### Your assignment
Every line that holds the word "attrObj" needs to be copied from the data below.
_ _ _
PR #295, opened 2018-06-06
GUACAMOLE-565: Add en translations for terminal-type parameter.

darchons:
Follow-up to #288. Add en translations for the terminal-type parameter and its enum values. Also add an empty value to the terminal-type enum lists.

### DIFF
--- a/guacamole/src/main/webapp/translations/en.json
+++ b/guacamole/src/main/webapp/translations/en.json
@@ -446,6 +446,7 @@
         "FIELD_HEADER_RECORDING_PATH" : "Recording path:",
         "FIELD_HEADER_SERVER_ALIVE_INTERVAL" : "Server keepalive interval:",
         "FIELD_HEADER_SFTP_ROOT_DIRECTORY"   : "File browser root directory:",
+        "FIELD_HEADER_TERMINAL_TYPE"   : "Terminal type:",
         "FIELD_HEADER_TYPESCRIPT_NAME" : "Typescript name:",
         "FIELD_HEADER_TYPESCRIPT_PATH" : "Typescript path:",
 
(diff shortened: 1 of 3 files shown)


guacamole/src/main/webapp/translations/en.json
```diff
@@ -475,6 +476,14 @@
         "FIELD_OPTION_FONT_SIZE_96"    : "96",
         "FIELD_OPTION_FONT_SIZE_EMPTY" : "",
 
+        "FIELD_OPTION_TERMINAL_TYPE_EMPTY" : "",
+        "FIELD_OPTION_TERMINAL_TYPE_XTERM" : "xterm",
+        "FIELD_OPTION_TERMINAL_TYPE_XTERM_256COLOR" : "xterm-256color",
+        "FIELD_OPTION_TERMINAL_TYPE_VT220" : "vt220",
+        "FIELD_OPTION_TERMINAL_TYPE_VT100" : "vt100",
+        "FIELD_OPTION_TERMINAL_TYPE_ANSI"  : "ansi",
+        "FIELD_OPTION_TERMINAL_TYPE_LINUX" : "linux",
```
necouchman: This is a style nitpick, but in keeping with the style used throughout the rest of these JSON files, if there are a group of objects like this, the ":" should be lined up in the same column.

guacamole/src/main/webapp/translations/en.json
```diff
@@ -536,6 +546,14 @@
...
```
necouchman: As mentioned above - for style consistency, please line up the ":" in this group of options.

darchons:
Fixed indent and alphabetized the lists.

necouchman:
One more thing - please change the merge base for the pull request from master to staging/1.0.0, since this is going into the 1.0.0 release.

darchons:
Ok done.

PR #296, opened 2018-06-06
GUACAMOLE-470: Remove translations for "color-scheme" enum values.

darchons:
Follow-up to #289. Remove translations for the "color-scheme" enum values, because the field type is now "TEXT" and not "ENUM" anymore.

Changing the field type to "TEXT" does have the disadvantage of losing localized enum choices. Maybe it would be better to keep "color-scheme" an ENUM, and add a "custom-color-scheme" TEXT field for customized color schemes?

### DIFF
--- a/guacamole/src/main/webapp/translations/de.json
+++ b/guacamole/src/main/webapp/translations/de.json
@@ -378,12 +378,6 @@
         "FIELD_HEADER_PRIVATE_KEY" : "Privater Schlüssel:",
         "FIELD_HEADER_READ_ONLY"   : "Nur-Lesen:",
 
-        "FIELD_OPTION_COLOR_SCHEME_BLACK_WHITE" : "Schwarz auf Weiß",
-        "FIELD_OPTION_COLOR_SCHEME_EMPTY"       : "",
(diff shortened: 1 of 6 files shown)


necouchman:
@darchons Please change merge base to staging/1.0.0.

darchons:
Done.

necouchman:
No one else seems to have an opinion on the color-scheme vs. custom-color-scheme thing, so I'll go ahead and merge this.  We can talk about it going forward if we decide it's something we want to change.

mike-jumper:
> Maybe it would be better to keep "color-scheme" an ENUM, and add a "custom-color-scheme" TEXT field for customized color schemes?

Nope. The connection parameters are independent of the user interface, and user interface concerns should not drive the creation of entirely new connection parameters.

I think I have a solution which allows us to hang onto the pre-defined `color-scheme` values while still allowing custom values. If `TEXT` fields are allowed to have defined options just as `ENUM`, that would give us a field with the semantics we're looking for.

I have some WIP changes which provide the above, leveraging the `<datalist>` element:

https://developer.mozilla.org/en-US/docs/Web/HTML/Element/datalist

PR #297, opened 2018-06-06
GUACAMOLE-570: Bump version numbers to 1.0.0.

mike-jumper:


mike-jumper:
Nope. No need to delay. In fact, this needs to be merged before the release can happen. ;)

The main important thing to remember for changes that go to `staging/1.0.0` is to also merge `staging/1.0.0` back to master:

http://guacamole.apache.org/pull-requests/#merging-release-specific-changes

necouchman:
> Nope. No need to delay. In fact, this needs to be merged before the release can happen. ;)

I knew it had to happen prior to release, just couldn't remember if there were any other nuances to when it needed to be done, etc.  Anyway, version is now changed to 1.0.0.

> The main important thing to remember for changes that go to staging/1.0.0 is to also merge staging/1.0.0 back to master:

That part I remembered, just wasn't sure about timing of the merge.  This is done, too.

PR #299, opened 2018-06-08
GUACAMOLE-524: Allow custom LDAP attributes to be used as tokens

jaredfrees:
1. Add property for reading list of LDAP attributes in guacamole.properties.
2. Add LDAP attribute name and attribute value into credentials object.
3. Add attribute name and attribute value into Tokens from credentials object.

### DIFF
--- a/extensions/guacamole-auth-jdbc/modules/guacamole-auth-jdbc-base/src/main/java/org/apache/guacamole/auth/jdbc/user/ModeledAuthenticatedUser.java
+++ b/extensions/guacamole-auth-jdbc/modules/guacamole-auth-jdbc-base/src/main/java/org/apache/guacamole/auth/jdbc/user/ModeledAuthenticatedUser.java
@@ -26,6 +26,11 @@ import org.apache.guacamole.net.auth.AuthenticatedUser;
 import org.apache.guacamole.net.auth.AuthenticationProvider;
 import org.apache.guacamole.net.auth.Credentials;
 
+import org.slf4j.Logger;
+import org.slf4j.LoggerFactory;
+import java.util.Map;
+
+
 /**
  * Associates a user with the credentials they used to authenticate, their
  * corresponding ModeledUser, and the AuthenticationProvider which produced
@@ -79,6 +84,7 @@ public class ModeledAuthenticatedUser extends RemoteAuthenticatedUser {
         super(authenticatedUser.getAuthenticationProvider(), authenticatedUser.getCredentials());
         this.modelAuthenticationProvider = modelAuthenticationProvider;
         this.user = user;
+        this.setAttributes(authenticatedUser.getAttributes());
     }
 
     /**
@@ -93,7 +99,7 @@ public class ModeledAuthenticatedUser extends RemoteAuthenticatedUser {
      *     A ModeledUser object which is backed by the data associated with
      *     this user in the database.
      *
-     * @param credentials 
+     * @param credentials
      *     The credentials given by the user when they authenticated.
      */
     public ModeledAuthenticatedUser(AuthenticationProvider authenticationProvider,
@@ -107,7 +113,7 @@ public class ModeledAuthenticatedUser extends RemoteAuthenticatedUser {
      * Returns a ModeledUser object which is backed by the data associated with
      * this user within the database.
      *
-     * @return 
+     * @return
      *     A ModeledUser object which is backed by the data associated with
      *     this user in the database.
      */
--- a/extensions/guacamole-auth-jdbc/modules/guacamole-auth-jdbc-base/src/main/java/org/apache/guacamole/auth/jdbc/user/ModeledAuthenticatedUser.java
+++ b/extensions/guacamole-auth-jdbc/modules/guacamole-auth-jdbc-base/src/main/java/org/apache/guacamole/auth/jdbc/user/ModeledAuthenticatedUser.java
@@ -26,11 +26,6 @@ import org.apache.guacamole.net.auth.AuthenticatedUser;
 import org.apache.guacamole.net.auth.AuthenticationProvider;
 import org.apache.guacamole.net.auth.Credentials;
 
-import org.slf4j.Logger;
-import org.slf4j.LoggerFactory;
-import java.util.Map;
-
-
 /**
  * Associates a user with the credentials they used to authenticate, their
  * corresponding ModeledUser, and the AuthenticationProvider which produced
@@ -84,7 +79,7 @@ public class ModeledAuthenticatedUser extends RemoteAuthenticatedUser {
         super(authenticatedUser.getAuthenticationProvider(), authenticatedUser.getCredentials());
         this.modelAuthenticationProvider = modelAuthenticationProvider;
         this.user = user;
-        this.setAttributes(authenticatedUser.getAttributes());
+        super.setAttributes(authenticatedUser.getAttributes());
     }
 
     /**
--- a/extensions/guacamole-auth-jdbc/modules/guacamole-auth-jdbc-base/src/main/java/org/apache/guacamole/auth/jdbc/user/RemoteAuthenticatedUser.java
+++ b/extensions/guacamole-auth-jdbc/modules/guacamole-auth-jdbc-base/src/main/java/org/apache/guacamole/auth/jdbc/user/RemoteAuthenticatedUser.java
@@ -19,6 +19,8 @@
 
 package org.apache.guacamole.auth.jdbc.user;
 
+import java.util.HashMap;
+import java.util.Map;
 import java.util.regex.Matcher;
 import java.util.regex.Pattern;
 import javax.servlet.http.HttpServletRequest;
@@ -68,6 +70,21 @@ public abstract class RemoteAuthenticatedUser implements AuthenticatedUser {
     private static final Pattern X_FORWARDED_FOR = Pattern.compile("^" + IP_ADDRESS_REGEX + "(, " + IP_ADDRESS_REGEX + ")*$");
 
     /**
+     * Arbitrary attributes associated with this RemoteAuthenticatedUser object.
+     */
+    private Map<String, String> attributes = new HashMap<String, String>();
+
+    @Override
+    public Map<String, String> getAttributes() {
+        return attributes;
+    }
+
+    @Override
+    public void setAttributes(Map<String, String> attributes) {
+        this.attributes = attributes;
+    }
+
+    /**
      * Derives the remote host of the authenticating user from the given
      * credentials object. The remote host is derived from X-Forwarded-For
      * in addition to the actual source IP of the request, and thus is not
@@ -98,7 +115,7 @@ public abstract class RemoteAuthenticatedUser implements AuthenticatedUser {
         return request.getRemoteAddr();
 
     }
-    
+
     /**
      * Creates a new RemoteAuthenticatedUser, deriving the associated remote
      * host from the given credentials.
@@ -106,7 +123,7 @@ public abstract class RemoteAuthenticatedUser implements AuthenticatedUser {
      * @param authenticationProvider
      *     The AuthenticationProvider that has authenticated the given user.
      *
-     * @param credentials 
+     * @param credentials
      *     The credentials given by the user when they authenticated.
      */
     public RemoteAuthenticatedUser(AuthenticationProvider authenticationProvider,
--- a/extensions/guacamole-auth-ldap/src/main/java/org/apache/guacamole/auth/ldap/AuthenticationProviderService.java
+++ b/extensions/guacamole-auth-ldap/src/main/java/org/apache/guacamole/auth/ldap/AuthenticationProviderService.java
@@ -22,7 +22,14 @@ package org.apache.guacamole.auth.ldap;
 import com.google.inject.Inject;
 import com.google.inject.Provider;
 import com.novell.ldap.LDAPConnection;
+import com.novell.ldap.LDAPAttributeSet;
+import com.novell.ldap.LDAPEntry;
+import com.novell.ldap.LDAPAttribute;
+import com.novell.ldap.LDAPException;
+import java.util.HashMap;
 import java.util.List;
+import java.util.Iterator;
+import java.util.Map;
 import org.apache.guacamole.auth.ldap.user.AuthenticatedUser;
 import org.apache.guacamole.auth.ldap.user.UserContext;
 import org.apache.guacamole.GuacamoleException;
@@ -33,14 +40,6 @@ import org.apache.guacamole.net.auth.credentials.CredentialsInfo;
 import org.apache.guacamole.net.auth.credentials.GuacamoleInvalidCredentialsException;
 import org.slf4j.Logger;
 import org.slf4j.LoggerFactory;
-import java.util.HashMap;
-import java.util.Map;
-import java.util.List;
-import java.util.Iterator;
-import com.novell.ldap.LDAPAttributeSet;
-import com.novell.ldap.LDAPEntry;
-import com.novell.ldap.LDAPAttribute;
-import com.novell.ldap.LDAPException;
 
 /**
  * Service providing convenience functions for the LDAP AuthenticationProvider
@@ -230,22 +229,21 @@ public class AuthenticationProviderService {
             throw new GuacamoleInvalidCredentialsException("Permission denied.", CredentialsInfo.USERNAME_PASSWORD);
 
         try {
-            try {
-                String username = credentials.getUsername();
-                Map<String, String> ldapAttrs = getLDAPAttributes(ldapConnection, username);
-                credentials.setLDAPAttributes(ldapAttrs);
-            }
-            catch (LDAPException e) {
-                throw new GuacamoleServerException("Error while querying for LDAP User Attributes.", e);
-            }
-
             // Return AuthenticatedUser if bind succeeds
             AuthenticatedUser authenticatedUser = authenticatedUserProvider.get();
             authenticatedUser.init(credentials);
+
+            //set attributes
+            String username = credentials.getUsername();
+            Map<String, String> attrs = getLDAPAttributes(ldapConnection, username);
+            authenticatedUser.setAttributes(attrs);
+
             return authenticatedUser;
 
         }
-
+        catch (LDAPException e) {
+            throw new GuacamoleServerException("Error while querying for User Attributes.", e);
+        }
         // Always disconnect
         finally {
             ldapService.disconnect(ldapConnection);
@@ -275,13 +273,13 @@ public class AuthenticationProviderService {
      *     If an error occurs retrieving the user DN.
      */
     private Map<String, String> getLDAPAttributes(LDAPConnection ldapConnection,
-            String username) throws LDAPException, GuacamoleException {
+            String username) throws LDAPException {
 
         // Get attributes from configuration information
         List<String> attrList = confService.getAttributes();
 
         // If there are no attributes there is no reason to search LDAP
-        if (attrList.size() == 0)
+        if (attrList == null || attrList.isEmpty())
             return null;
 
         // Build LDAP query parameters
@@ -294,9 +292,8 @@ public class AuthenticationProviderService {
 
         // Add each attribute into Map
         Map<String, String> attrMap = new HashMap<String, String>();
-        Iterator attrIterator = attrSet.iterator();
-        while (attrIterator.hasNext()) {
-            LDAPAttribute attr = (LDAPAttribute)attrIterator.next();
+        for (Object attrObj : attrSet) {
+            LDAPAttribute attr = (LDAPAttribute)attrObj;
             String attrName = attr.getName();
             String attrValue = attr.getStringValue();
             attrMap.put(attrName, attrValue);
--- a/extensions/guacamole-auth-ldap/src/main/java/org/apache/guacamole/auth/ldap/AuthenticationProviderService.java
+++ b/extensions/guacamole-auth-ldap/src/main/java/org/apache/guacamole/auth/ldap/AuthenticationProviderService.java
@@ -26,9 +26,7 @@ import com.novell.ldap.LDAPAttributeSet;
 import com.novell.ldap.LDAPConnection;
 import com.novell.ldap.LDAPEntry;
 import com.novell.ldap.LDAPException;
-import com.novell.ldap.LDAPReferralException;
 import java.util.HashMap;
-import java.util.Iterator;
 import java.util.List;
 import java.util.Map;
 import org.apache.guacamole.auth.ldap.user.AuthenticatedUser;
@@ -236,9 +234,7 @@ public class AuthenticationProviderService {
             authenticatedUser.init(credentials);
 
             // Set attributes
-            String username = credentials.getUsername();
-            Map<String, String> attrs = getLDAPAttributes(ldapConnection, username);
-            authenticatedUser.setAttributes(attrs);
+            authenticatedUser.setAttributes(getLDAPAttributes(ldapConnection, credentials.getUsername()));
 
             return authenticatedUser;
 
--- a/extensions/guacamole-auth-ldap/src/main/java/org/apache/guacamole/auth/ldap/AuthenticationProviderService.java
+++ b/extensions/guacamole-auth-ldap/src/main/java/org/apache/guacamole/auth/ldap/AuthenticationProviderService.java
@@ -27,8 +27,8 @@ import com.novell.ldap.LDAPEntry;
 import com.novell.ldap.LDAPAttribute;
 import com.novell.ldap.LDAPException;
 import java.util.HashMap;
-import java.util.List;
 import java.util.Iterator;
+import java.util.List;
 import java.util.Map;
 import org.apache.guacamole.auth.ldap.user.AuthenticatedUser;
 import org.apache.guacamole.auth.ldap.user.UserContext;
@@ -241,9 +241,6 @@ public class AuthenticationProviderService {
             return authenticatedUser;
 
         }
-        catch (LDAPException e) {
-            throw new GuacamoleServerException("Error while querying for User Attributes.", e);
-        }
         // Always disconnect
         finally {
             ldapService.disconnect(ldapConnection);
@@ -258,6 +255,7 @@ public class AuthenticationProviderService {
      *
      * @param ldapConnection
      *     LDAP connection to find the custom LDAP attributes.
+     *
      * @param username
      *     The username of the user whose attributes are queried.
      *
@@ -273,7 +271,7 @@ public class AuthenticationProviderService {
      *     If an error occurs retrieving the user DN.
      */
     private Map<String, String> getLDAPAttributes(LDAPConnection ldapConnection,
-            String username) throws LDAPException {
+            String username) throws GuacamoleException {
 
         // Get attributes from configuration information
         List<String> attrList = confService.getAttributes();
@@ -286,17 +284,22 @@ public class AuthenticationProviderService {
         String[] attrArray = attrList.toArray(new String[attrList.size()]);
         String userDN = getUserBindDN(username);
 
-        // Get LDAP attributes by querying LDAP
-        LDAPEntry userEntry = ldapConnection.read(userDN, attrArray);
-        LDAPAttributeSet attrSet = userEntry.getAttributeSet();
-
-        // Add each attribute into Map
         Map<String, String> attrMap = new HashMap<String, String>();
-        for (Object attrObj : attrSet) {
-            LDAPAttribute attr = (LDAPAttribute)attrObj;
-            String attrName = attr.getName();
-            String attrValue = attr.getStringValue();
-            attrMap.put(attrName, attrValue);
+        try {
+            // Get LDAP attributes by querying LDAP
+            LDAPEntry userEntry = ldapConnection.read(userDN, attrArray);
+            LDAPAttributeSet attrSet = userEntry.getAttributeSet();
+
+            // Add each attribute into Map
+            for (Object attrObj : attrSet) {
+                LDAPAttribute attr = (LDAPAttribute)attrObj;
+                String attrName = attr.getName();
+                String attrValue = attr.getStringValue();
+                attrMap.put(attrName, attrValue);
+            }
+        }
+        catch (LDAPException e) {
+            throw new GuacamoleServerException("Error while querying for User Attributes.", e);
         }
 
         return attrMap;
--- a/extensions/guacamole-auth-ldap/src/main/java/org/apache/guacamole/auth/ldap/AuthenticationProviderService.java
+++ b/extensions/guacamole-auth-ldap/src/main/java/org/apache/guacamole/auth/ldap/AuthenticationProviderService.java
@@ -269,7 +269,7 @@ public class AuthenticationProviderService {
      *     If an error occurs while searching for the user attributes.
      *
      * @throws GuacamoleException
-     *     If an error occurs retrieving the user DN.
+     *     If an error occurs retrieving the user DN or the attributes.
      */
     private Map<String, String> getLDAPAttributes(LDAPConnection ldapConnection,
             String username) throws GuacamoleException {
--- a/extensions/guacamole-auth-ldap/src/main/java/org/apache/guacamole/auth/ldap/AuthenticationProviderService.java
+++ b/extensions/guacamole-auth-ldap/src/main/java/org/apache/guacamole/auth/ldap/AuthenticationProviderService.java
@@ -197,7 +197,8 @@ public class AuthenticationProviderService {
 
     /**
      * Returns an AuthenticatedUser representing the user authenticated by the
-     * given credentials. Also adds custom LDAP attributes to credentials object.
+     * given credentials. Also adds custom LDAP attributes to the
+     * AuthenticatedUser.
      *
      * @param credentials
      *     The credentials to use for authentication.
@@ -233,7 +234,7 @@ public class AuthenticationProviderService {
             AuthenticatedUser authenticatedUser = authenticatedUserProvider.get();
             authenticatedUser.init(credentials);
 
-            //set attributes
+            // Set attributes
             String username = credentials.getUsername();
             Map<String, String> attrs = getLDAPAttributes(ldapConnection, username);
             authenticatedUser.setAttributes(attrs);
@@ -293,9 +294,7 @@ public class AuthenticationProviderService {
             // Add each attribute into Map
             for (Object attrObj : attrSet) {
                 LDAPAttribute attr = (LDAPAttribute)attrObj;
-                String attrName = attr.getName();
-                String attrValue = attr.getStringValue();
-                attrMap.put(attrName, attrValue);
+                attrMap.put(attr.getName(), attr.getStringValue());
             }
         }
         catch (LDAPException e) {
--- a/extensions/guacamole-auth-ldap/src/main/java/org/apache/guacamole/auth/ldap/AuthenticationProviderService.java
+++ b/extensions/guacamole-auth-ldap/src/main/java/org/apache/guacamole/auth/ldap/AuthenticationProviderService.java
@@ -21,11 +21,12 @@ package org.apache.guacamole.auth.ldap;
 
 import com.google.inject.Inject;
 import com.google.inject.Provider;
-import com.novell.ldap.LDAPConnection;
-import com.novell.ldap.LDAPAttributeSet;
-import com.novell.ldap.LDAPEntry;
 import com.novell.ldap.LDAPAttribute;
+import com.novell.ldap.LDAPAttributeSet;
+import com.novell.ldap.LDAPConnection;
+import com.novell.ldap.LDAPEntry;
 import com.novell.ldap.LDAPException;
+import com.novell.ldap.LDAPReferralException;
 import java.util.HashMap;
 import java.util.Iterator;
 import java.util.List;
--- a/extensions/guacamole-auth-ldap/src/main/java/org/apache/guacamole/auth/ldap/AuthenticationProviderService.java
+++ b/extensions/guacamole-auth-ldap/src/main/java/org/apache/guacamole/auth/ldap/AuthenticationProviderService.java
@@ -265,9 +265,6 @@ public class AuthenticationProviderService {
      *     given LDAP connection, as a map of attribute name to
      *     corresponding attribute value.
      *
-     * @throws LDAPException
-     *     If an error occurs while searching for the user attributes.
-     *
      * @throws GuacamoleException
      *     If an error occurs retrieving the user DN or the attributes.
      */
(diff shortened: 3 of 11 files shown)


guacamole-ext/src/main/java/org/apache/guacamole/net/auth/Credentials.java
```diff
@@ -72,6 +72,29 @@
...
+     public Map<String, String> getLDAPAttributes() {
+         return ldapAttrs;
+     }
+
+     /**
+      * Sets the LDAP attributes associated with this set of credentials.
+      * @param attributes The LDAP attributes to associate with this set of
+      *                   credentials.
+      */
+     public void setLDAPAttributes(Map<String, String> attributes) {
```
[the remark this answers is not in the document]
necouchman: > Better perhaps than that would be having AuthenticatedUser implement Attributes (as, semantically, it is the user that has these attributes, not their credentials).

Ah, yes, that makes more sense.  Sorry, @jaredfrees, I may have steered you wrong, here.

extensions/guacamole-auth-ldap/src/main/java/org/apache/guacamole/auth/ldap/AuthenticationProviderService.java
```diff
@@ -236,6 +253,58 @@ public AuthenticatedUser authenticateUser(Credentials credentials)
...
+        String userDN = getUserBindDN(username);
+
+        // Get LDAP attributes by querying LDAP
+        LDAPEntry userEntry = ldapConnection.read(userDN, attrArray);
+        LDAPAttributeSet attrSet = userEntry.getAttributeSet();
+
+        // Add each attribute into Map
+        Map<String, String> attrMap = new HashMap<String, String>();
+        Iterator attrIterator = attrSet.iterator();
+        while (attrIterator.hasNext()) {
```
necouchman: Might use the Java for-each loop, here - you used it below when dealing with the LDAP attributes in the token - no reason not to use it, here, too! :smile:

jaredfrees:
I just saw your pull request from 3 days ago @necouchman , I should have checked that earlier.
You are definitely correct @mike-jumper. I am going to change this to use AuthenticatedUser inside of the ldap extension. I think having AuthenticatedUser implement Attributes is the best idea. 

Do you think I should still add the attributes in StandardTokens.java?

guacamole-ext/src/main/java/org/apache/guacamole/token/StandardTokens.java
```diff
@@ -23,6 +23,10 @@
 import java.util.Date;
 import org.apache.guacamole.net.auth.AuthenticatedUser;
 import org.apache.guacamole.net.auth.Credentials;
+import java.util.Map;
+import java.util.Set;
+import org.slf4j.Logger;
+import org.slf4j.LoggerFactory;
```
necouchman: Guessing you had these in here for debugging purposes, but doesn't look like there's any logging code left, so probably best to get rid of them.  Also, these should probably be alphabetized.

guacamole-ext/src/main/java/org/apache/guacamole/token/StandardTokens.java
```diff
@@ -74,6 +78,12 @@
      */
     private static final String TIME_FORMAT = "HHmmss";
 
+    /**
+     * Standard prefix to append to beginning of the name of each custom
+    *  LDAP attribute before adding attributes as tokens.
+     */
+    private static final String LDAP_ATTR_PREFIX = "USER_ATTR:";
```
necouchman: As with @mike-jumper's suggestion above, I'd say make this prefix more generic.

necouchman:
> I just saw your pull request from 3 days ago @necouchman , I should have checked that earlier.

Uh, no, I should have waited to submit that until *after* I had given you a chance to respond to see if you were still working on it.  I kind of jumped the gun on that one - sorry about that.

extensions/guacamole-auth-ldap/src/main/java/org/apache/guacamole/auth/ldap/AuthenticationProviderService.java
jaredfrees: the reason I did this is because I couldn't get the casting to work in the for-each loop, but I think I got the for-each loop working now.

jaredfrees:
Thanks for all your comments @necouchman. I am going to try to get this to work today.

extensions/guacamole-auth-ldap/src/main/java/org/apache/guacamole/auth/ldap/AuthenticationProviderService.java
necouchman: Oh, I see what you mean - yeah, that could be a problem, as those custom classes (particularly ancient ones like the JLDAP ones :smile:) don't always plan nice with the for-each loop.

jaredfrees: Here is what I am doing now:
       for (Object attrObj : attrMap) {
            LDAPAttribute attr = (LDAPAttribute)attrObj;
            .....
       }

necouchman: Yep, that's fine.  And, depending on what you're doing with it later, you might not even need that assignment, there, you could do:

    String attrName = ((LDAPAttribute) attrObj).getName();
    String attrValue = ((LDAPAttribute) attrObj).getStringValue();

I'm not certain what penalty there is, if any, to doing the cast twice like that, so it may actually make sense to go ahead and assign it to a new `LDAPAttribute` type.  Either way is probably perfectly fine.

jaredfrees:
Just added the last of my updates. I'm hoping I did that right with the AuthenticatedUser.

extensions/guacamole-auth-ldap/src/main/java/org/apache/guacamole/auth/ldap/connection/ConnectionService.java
_ _ _
### Your response
+        for (Object attrObj : attrSet) {
+            LDAPAttribute attr = (LDAPAttribute)attrObj;
-        for (Object attrObj : attrSet) {
-            LDAPAttribute attr = (LDAPAttribute)attrObj;
+            for (Object attrObj : attrSet) {
+                LDAPAttribute attr = (LDAPAttribute)attrObj;
             for (Object attrObj : attrSet) {
                 LDAPAttribute attr = (LDAPAttribute)attrObj;
       for (Object attrObj : attrMap) {
            LDAPAttribute attr = (LDAPAttribute)attrObj;
    String attrName = ((LDAPAttribute) attrObj).getName();
    String attrValue = ((LDAPAttribute) attrObj).getStringValue();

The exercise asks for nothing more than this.